Broker Replication

Brokers can run in replication mode where multiple JVM processes could act as broker.

Only a JVM is the leader broker, the others will be defined followers.

Leadership is obtained using ZooKeeper with a simple master election algorithm.

Architecture

Replication use BookKeeper in order to replicate status between brokers.

Leader Broker writes status changes on a set of BK ledgers and followers reads continuously from the same ledgers, replicating every change to their own in memory copy of the status.

Majordodo leverages the fencing features of BK in order to ensure that only on Broker can change the shared "view" of the status of the system.

Checkpoints

Brokers do not share any resource other than BK ledgers and ZK filesystem. In order to be able to delete old ledgers a local checkpoint strategy is needed.
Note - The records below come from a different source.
Issue #957, opened 2017-03-28
azkaban-solo startup issues


li-afaris:
The startup script for azkaban-solo fails due to the 'set -o nounset ' flag in util.sh and unset variables in the start script.

`
$ ./gradlew build installDist
... build output truncated...

BUILD SUCCESSFUL

Total time: 51.111 secs
$ cd azkaban-solo-server/build/install/azkaban-solo-server; bin/azkaban-solo-start.sh
bin/azkaban-solo-start.sh: line 18: HADOOP_HOME: unbound variable
`

Will submit a patch shortly.

ameyamk:
+1 for fixing solo server. We need this to work perfectly!

kunkun-tang:
I guess this issue could be closed, as PR was merged.

PR #958, opened 2017-03-28
Issue #957 - fixes to azkaban-solo start & shunit2 unit tests

li-afaris:
This PR will fix the azkaban-solo startup problem reported in issue #957. Additionally, I have included a few shunit2 unit tests for utils.sh.  With future PR's, we should request the contributor make additions to the unit tests.

shunit2 can easily be installed with brew on os X or your favorite package manager.

### DIFF
--- a/azkaban-common/src/main/bash/util.sh
+++ b/azkaban-common/src/main/bash/util.sh
@@ -1,53 +1,50 @@
 #!/usr/bin/env bash
 # Common utils
-set -o nounset
+set -o nounset   # exit the script if you try to use an uninitialised variable
+set -o errexit   # exit the script if any statement returns a non-true return value
 
-
-# If process is still running then abort start up
-function abort_if_process_already_running {
-  installdir="$1"
-  pidfile="${installdir}/currentpid"
-  if [ -f ${pidfile} ]; then
-    pid=`cat ${pidfile}`
-    ps -p ${pid} 2>&1 1>nul && echo "Process already running [pid: ${pid}]. Aborting." && exit 1
-  fi
+#---
+# is_process_running: Checks if a process is running
+# args:               Process ID of running proccess
+# returns:            returns 0 if process is running, 1 if not found
+#---
+function is_process_running {
+  local  pid=$1
+  kill -0 $pid > /dev/null 2>&1 #exit code ($?) is 0 if pid is running, 1 if not running
+  local  status=$?              #because we are returning exit code, can use with if & no [ bracket 
+  return $status
 }
 
-# kill the process with retry
-# return 0 if kill succeeds or no process to kill,
-#        1 if kill fails
+#---
+# kill_process_with_retry: Reads pid file and attempts to kill the running process
+# args:                    None
+# returns:                 returns 0 if kill succeds or nothing to kill, 1 if kill fails
+#---
 function kill_process_with_retry {
-   pid="$1"
-   pname="$2"
-   maxattempt="$3"
-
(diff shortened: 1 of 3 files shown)


azkaban-common/src/main/bash/util.sh
```diff
@@ -1,57 +1,55 @@
...
+# kill_process_with_retry: Reads pid file and attempts to kill the running process
+# args:                    None
+# returns:                 returns 0 if kill succeds or nothing to kill, 1 if kill fails
+#---
 function kill_process_with_retry {
-   pid="$1"
-   pname="$2"
-   maxattempt="$3"
-
-   if [[ -z $pid ]]; then
```
HappyRay: With this change, the script will fail if the pid is NULL, right?

azkaban-common/src/test/bash/test_util.shunit2
```diff
@@ -0,0 +1,19 @@
+#!/usr/bin/env shunit2
+# Make sure to "brew install shunit2" or use your favorite package manager to install
+# before running tests
+
+function oneTimeSetUp() {
```
HappyRay: Did you put the source inside a function to prevent accidental execution of the code from the external file?

azkaban-common/src/test/bash/test_util.shunit2
```diff
@@ -0,0 +1,19 @@
+#!/usr/bin/env shunit2
```
HappyRay: Thanks for contributing the first bash tests!
It will be great if the tests can be run automatically like java tests. 
But this is a big improvement already.

azkaban-common/src/main/bash/util.sh
li-afaris: Yes that's correct.  My thinking was the calling script would first call is_process_running before calling kill_process_with_retry, but failed to update azkaban-solo-shutdown.sh to demonstrate this behavior.   Now I'm questioning if that's appropriate behavior.

I'll update this PR by placing a guard inside the kill_process_with_retry function to prevent killing non-existent pids.

azkaban-common/src/test/bash/test_util.shunit2
li-afaris: oneTimeSetup() is a shunit2 feature that is intended to prepare a environment for testing.  If temp directories are needed for testing, oneTimeSetup is when  they get created.   It seemed an appropriate place for sourcing the utils.sh file.  

FWIW: there's also oneTimeTeardown() useful for cleanup after tests are completed.  More info can be found here: https://github.com/kward/shunit2

azkaban-solo-server/src/main/bash/azkaban-solo-start.sh
```diff
@@ -33,21 +35,26 @@ else
...
+CLASSPATH=${CLASSPATH:""}  # Needed for set -o nounset above
 echo "CLASSPATH: ${CLASSPATH}";
 
-executorport=$(cat "${conf}/azkaban.properties" | grep executor.port | cut -d = -f 2)
+executorport=$(grep executor.port "${conf}/azkaban.properties" | cut -d = -f 2)
 serverpath=$(pwd)
 
-# Set the log4j configuration file
+AZKABAN_OPTS=" -Xmx512M -server -Djava.io.tmpdir=$tmpdir -Dexecutorport=${executorport} \
+    -Dserverpath=${serverpath} -agentlib:jdwp=transport=dt_socket,server=y,suspend=n,address=5005"
```
HappyRay: Nice!

PR #959, opened 2017-03-28
Fix the race condition where two same flows are being submitted for execution.

chengren311:
1. Old code will execute two same flows if they are being submitted at the same time even though concurrent running option is disabled. We use combination of project name, flow name and a fixed suffix to synchronize on making sure submitting flow method is mutual exclusive to same flows' different submissions.
2. Add log before a scheduled flow starts.


azkaban-common/src/main/java/azkaban/executor/ExecutorManager.java
```diff
@@ -934,7 +934,9 @@ public void cancelExecutingJobs(ExecutableFlow exFlow, String userId,
   @Override
   public String submitExecutableFlow(ExecutableFlow exflow, String userId)
     throws ExecutorManagerException {
-    synchronized (exflow) {
+
+    String exFlowKey = exflow.getProjectName() + "." + exflow.getId() + ".submitFlow";
+    synchronized (exFlowKey.intern()) {
```
suvodeep-pyne: This is smart but hacky! I would probably prefer an alternate solution that would be more obvious to read/understand.

chengren311: @suvodeep-pyne can you elaborate your thoughts? Why do you think it's hacky and less obvious? An alternate solution I can think of is to have a hashmap whose key is combination of project name and flow name, value is its associated lock. But the implementation is more complicated.

HappyRay: Is this method called from the TriggerScannerThread? 
If so, will it block other flows from being launched?

Also, the concurrent options need to be taken into consideration. e.g. if user specified skip option, the second flow should be skipped.

suvodeep-pyne: @chengren311 
You pretty much summarized my concerns in your above comment. I am good with the `intern()` approach as a hack for something better later on rather than use something that's breakable/buggy. One suggestion is to add your explanation comment in the synchronization logic code. I was thinking of the HashMap lock management approach but I agree it has a significant implementation overhead.

azkaban-common/src/main/java/azkaban/executor/ExecutorManager.java
```diff
@@ -1827,6 +1834,7 @@ private void processQueuedFlows(long activeExecutorsRefreshWindow,
         if(exflow.getUpdateTime() > lastExecutorRefreshTime) {
           // put back in the queue
           queuedFlows.enqueue(exflow, reference);
+          runningCandidate = null;
```
suvodeep-pyne: @chengren311 
quick question: How does this fix the problem?

chengren311: @suvodeep-pyne sorry I am supposed to put it in the commit message, but will do it when merging. So there're two threads: producer thread which puts flow to be executed into the waiting queue, and consumer thread which polls from the queue and dispatch for execution. There' a short gap between consumer polls an flow(runningCandidate in the code) from the waiting queue and dispatching it, during which the flow is neither in waiting queue and running queue. At that time, producer checks the same flow and finds that it's not in any of the queue, assuming it's not running, then puts it in the waiting queue. Then two same flow are going to be dispatched. The fix is making the runningCandidate as shared variable so that it can be checked by producer as well.

azkaban-common/src/main/java/azkaban/executor/ExecutorManager.java
```diff
@@ -462,6 +464,9 @@ private void loadQueuedFlows() throws ExecutorManagerException {
     List<Integer> executionIds = new ArrayList<Integer>();
     executionIds.addAll(getRunningFlowsHelper(projectId, flowId,
       queuedFlows.getAllEntries()));
+    if(runningCandidate != null) {
```
HappyRay: Add space between if and (.

You may want to consider letting IDE format the modified methods.

azkaban-common/src/main/java/azkaban/executor/ExecutorManager.java
```diff
@@ -934,7 +939,9 @@ public void cancelExecutingJobs(ExecutableFlow exFlow, String userId,
   @Override
   public String submitExecutableFlow(ExecutableFlow exflow, String userId)
     throws ExecutorManagerException {
-    synchronized (exflow) {
+
+    String exFlowKey = exflow.getProjectName() + "." + exflow.getId() + ".submitFlow";
+    synchronized (exFlowKey.intern()) {
```
HappyRay: Is this change still needed until we have a better fix in place? This will only help with the race condition between scheduled flow and non-scheduled flow executions. 
The other change would fix the bigger vulnerability.

azkaban-common/src/main/java/azkaban/executor/ExecutorManager.java

azkaban-common/src/main/java/azkaban/executor/ExecutorManager.java
chengren311: i think it will fix the race condition when  same flow is submitted by API and schedule at the same time.

azkaban-common/src/main/java/azkaban/executor/ExecutorManager.java
chengren311: thanks, updated the comment

suvodeep-pyne:
Other synchronization options:
 - Convert the `QueuedExecutions` to a `Queue` instead of a `PriorityQueue`. Perform a `peek` instead of dequeuing it right away. This doesn't work in a `PriorityQueue` since the head can change
 - Manage locking in `QueuedExecutions` itself.

Issue #603, opened 2016-01-26
How to set SLA for a flow using ajax api


vikramkone:
I tried this and it didn't work.. What am I doing wrong? There is no documentation for this api so this is based on code inspection of schedule servlet class.

`
curl -k https://HOST:PORT/schedule -d "ajax=setSla&scheduleId=2&slaEmails=foo@bar.com&settings=,06:00,SUCCESS,true,true" -b azkaban.browser.session.id=SESSION_ID`

vikramkone:
Figured this out by looking at the code..need to do this

` curl -k https://HOST:PORT/schedule -d "ajax=setSla&scheduleId=2&slaEmails=foo@bar.com&settings[0]=,06:00,SUCCESS,true,true" -b azkaban.browser.session.id=SESSION_ID`

moscovig:
It's not working

PR #965, opened 2017-03-31
Add setSla and slaInfo API documents

wyukawa:
setSla

Honestly, setSla document is difficult to write but better than nothing.

ref: https://github.com/azkaban/azkaban/issues/603

slaInfo


HappyRay:
Thanks!

BTW, we are planning to add these configurations in the flow config files so that they can be defined as part of the flow and checked into source control as the flow definition.

wyukawa:
Thanks!

>we are planning to add these configurations in the flow config files

Sounds good!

When it is time to create a checkpoint a dump of the broker status is saved to the local file system (directory "snapshot"), each snapshot file will contain:

  • a dump of the status of every task
  • a dump of the status of every worker

The sequence number (ledgerid + seqnumber) of the last entry of the log stream applied to the in memory status at the time of the snapshot.
The time between checkpoints is configurable.

Followers

The brokers start in follower mode and recovers from snapshots directory and BK ledgers. When the recovery is over the leader election will start. While in follower mode the broker "tails" the log and applies changes to its own copy of the view of the system. When a broker is elected as the leader then it opens the actual ledger (this operation will "fence" any other zombie broker...) and it begins to accept incoming requests from clients and from workers.

When a new broker joins the cluster it looks on ZK for ledgers, and if the whole set of ledgers is still on BK than it replays the whole logs, if not it connects to the actual leader broker, download a snapshot and recovers from it.